*Problem requirements*. If a line in the records below contains "unsigned", copy that line.

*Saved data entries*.

PR #195, opened 2023-07-04
Implement `sf::Image::saveToMemory`

ChrisThrasher:
Implements https://github.com/SFML/SFML/pull/1669

This one got complicated since we have to take a `std::vector` and convert it into something that can be returned from a C function. I hope I did it well. It does incur the cost of copying the entire buffer which is unfortunate but there is no way to tell a vector to relinquish control of its contents so copying the vector into a `malloc`'d buffer seems like my only option.

### DIFF
--- a/src/SFML/Graphics/Image.cpp
+++ b/src/SFML/Graphics/Image.cpp
@@ -30,6 +30,9 @@
 #include <SFML/Internal.h>
 #include <SFML/CallbackStream.h>
 
+#include <cstdlib>
+#include <cstring>
+
 ////////////////////////////////////////////////////////////
 sfImage* sfImage_create(unsigned int width, unsigned int height)
 {
@@ -128,6 +131,28 @@ void sfImage_destroy(sfImage* image)
 sfBool sfImage_saveToFile(const sfImage* image, const char* filename)
 {
     CSFML_CALL_RETURN(image, saveToFile(filename), sfFalse);
+}
+
+
+////////////////////////////////////////////////////////////
+sfBool sfImage_saveToMemory(const sfImage* image, unsigned char** buffer, size_t* size, const char* format)
+{
+    CSFML_CHECK_RETURN(image, sfFalse);
+
+    std::vector<sf::Uint8> output;
+    if (image->This.saveToMemory(output, format)){
+        // Create new buffer then return address and size to user
+        *buffer = reinterpret_cast<unsigned char*>(std::malloc(output.size()));
+        *size = output.size();
+
+        // Copy vector contents into buffer
+        std::memcpy(*buffer, &output[0], output.size());
+        return sfTrue;
+    }
+
+    *buffer = NULL;
+    *size = 0;
+    return sfFalse;
 }
 
 
--- a/src/SFML/Graphics/Image.cpp
+++ b/src/SFML/Graphics/Image.cpp
@@ -139,14 +139,10 @@ sfBool sfImage_saveToMemory(const sfImage* image, unsigned char** buffer, size_t
 {
     CSFML_CHECK_RETURN(image, sfFalse);
 
-    std::vector<sf::Uint8> output;
+    static std::vector<sf::Uint8> output;
     if (image->This.saveToMemory(output, format)){
-        // Create new buffer then return address and size to user
-        *buffer = reinterpret_cast<unsigned char*>(std::malloc(output.size()));
+        *buffer = &output[0];
         *size = output.size();
-
-        // Copy vector contents into buffer
-        std::memcpy(*buffer, &output[0], output.size());
         return sfTrue;
     }
 
--- a/include/SFML/Graphics/Image.h
+++ b/include/SFML/Graphics/Image.h
@@ -156,8 +156,33 @@ CSFML_GRAPHICS_API void sfImage_destroy(sfImage* image);
 ///
 /// \return sfTrue if saving was successful
 ///
+/// \see sfImage_saveToMemory
+///
 ////////////////////////////////////////////////////////////
 CSFML_GRAPHICS_API sfBool sfImage_saveToFile(const sfImage* image, const char* filename);
+
+////////////////////////////////////////////////////////////
+/// \brief Save the image to a buffer in memory
+///
+/// The format of the image must be specified.
+/// The supported image formats are bmp, png, tga and jpg.
+/// This function fails if the image is empty, or if
+/// the format was invalid.
+///
+/// The array pointed to by \p buffer must be freed to prevent
+/// a memory leak.
+///
+/// \param image  Image object
+/// \param buffer Address of buffer to fill with encoded data
+/// \param size   Size of buffer
+/// \param format Encoding format to use
+///
+/// \return True if saving was successful
+///
+/// \see sfImage_saveToFile
+///
+////////////////////////////////////////////////////////////
+CSFML_GRAPHICS_API sfBool sfImage_saveToMemory(const sfImage* image, unsigned char** buffer, size_t* size, const char* format);
 
 ////////////////////////////////////////////////////////////
 /// \brief Return the size of an image
--- a/include/SFML/Graphics/Image.h
+++ b/include/SFML/Graphics/Image.h
@@ -169,9 +169,6 @@ CSFML_GRAPHICS_API sfBool sfImage_saveToFile(const sfImage* image, const char* f
 /// This function fails if the image is empty, or if
 /// the format was invalid.
 ///
-/// The array pointed to by \p buffer must be freed to prevent
-/// a memory leak.
-///
 /// \param image  Image object
 /// \param buffer Address of buffer to fill with encoded data
 /// \param size   Size of buffer


src/SFML/Graphics/Image.cpp
```diff
@@ -131,6 +134,27 @@ sfBool sfImage_saveToFile(const sfImage* image, const char* filename)
...
 
+////////////////////////////////////////////////////////////
+sfBool sfImage_saveToMemory(const sfImage* image, unsigned char** buffer, size_t* size, const char* format)
+{
+    CSFML_CHECK_RETURN(image, sfFalse);
+
+    std::vector<sf::Uint8> output;
+    if (image->This.saveToMemory(output, format)){
+        // Create new buffer then return address and size to user
+        *buffer = reinterpret_cast<unsigned char*>(std::malloc(output.size()));
```
eXpl0it3r, line 145: Wonder if we could/should assume the buffer to already be properly prepared. 🤔 

Like from a user perspective, I wonder whether one would really pass in some raw pointers and expect the function to allocate space for it.

ChrisThrasher: I believe the usage looks like this:
```c
unsigned char* buffer;
size_t size;
sfImage_saveToFile(image, &buffer, &size, "someformatstring");
```
Given C's limitations, this was the best API I could come up with. The problem with requiring users to prepare the buffer is that I'm not sure how they're supposed to correctly size that buffer. What I wrote means users don't have to know or care what the size it beforehand.

dogunbound: I think it's fine to malloc here. Requiring the user the do a malloc would in a sense, remove the "Simple" in SFML IMHO.

dogunbound (approved):
I really tried looking for a way to save stuff to the memory in sdl2. It doesn't seem like that have a way??? Maybe I didn't look hard enough. Anyways, documentation of buffer is all that's needed for me.

kimci86:
> I really tried looking for a way to save stuff to the memory in sdl2. It doesn't seem like that have a way???

It is possible using a `SDL_RWops` object created with [SDL_RWFromMem](https://wiki.libsdl.org/SDL2/SDL_RWFromMem) and saving the image with [SDL_SaveBMP_RW](https://wiki.libsdl.org/SDL2/SDL_SaveBMP_RW). It requires to have a large enough memory buffer beforehand. I guess it is also possible to write to a dynamic buffer by using a `SDL_RWops`with custom callbacks.

dogunbound:
> > I really tried looking for a way to save stuff to the memory in sdl2. It doesn't seem like that have a way???
> 
> It is possible using a [`SDL_RWops`](https://wiki.libsdl.org/SDL2/SDL_RWops) object created with [`SDL_RWFromMem`](https://wiki.libsdl.org/SDL2/SDL_RWFromMem) and saving the image with [`SDL_SaveBMP_RW`](https://wiki.libsdl.org/SDL2/SDL_SaveBMP_RW). It requires to have a large enough memory buffer beforehand. I guess it is also possible to write to a dynamic buffer by using a `SDL_RWops` with custom callbacks.

If that's true, I think my other suggestion where you have another function malloc the buffer before using it would be most similar.

kimci86:
What about returning the vector in a C wrapper? This allows to avoid the copy of SFML's output into a new buffer. I explored the idea here: https://github.com/SFML/CSFML/compare/image_save_to_memory...kimci86:CSFML:image_save_to_memory

eXpl0it3r:
What might also be an interesting thought process is, how this can be called from other languages, e.g. how it would be implemented in SFML.Net

ChrisThrasher:
> What about returning the vector in a C wrapper? This allows to avoid the copy of SFML's output into a new buffer. I explored the idea here: [06faf7b](https://github.com/SFML/CSFML/commit/06faf7b51392991f051a4611a867b93d82b005e1)

I'm open to the idea, but I'm not in love with it since it adds quite a bit of code that we currently would only use in one place. Is there a 2nd location in CSFML or any speculated future uses of this abstraction?

src/SFML/Graphics/Image.cpp
oprypin: It's impossible for the user to predict how big the buffer should be. After all, image compression makes it so the data size can be anything whatsoever. I think this solution as suggested is the best that can be done with the given API.

oprypin: But it is true that this is the first ever usage of `malloc` in this repository (previously it was all `new`). And it's possible that the user is using yet another kind of allocator but will need to deal with `free` specifically only for this use case.

oprypin:
> What about returning the vector in a C wrapper? This allows to avoid the copy of SFML's output into a new buffer. I explored the idea here: [06faf7b](https://github.com/SFML/CSFML/commit/06faf7b51392991f051a4611a867b93d82b005e1)

This is actually a great idea, *but* it shouldn't be *returned*, it should still be passed as an output arg and instantiated by the user, then we'd also eliminate *all* copying and leave all mallocs up to the user. There's also an issue with your commit that the `new` allocator is used but the user then can't correctly `delete` the memory from C land.

As such, my suggestion would be a slight edit to your commit, then I like how it looks:
https://github.com/oprypin/CSFML/commit/e4f82f0df9080c87a347f6bcee6bdc6bcb0e3fdf

Or how it looks all together:
https://github.com/oprypin/CSFML/compare/a2c73376f96dca6ecd2034aeac4e8a4e22087830~3...e4f82f0df9080c87a347f6bcee6bdc6bcb0e3fdf
(sure would be neat if this branch was now merged as a PR authored by 3 people :innocent:)

I think with this, all the mentioned concerns about allocation are eliminated.

Maybe this new type should be moved out of Graphics module, though?

oprypin:
I am not directly using CSFML at all, but I am saying that the approach I took there is like this proposed alternative:

> Or how it looks all together:
> [oprypin/csfml@e4f82f0~3...d8281df](https://github.com/oprypin/csfml/compare/e4f82f0df9080c87a347f6bcee6bdc6bcb0e3fdf~3...d8281dfdb5c168dd291b189919ec945098145521)

ChrisThrasher:
This is one of the least CSFML 2.6.0 APIs to implement before we can release it. It's important we not stall the release for too much longer. Can we accept the PR in its current state since honestly this interface is unlikely to get used very much to begin with?

If we want to relitigate these decisions while developing CSFML 3 then so be it but I'd rather not let this PR sit for more weeks or months further stalling shipping CSFML 2.6.0.

oprypin:
We have named several disadvantages of this PR in the current state, which https://github.com/oprypin/csfml/compare/e4f82f0df9080c87a347f6bcee6bdc6bcb0e3fdf~3...d8281dfdb5c168dd291b189919ec945098145521 doesn't have. Why not merge it and discuss from there? Maybe that's even the reason that the PR is stalled - a solution was proposed but not acknowledged

ChrisThrasher:
I don't think we need something as complex as what you proposed. The reality is that we're letting a relatively unimportant PR stall an entire release. This API is not important enough to warrant this much attention. If someone wants to submit an alternative PR (with all the right docs already written and passing CI) then we can consider an alternative but so far nobody has stepped up to do that so this is our only option at the moment.

oprypin:
This method would lose most of its useful properties this way. If it's so unimportant then why was it added to SFML in the first place?

Again, let me list the deficiencies:

* The user must guess the buffer size, or probably provide a buffer that is surely too big for the destination image, or else call this method twice to get the correct size first.
* One cannot reuse an existing buffer, it must be allocated on every call, on the heap and then disposed manually.
* It is the first ever use of `malloc` in this library (adding another allocator just for this) **and the first time the user is forced to de-allocate memory specifically using C standard library.**
* Bindings to most other languages will be forced to re-copy this data in order to expose it back to the target language.

You mention "complexity" and "abstraction", but until C has anonymous tuples or something, putting data into a struct of 2 members is as simple as it gets. Plus, that struct directly mirrors the single `vector` parameter just like it is in the C++ API.

ChrisThrasher:
> The user must guess the buffer size

This is not true. The API does not require preallocating anything or having to guess any sizes beforehand.

Are you willing to write up a PR for your proposed implementation?

oprypin:
Sorry, you're right, it does not require guessing

dogunbound (approved):
As long as we at least document what is getting freed and what the user has to manage, then LGTM!!!

ChrisThrasher:
https://github.com/SFML/CSFML/blob/a80542d67d86dd37b9c6693e11ee666cbcfbe9f1/src/SFML/Window/VideoMode.cpp#L47-L69

Perhaps we copy what something like `sfVideoMode_getFullscreenModes` is doing. It internally creates a static `std::vector` and then assigns into that vector before finally returning the address of the first member of that vector and the size is an out parameter. This means so long as you don't call `sfVideoMode_getFullscreenModes` a 2nd time you can keep using the pointer that it returned.

ChrisThrasher:
```cpp
sfBool sfImage_saveToMemory(const sfImage* image, unsigned char** buffer, size_t* size, const char* format)
{
    CSFML_CHECK_RETURN(image, sfFalse);

    static std::vector<sf::Uint8> output;
    if (image->This.saveToMemory(output, format)){
        // Create new buffer then return address and size to user
        *buffer = &output[0];
        *size = output.size();
        return sfTrue;
    }

    *buffer = NULL;
    *size = 0;
    return sfFalse;
}
```
This removes the `malloc` and better matches how other CSFML APIs behave.

oprypin:
Ah no, that would just mean that you can't keep two images at once and look at them

ChrisThrasher:
I might be coming around to having an `sfBuffer` struct. Are you willing to write docs for all the new APIs you added? If so then we can merge that into this PR and discuss from there.

oprypin:
I looked into it briefly, but sorry, I'm not willing to write that boilerplate. Actually there are a lot of small but still non-trivial decisions in creating the new files for this new class

kimci86:
I would be happy to write the clean implementation with sfBuffer. I expect to have time do it by the end of the week.

ChrisThrasher:
I'd love to see that 👍🏻

kimci86:
Here we go: https://github.com/SFML/CSFML/compare/image_save_to_memory...kimci86:CSFML:image_save_to_memory

ChrisThrasher:
That's a clean solution now that I really grasp what's going on. Can't argue against that. If you open a PR I'll close this one.

ChrisThrasher:
#205 is better. Let's focus on that PR instead.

*Your solution*.
 sfImage* sfImage_create(unsigned int width, unsigned int height)
+sfBool sfImage_saveToMemory(const sfImage* image, unsigned char** buffer, size_t* size, const char* format)
+        *buffer = reinterpret_cast<unsigned char*>(std::malloc(output.size()));
@@ -139,14 +139,10 @@ sfBool sfImage_saveToMemory(const sfImage* image, unsigned char** buffer, size_t
-        *buffer = reinterpret_cast<unsigned char*>(std::malloc(output.size()));
+CSFML_GRAPHICS_API sfBool sfImage_saveToMemory(const sfImage* image, unsigned char** buffer, size_t* size, const char* format);
+sfBool sfImage_saveToMemory(const sfImage* image, unsigned char** buffer, size_t* size, const char* format)
+        *buffer = reinterpret_cast<unsigned char*>(std::malloc(output.size()));
unsigned char* buffer;
sfBool sfImage_saveToMemory(const sfImage* image, unsigned char** buffer, size_t* size, const char* format)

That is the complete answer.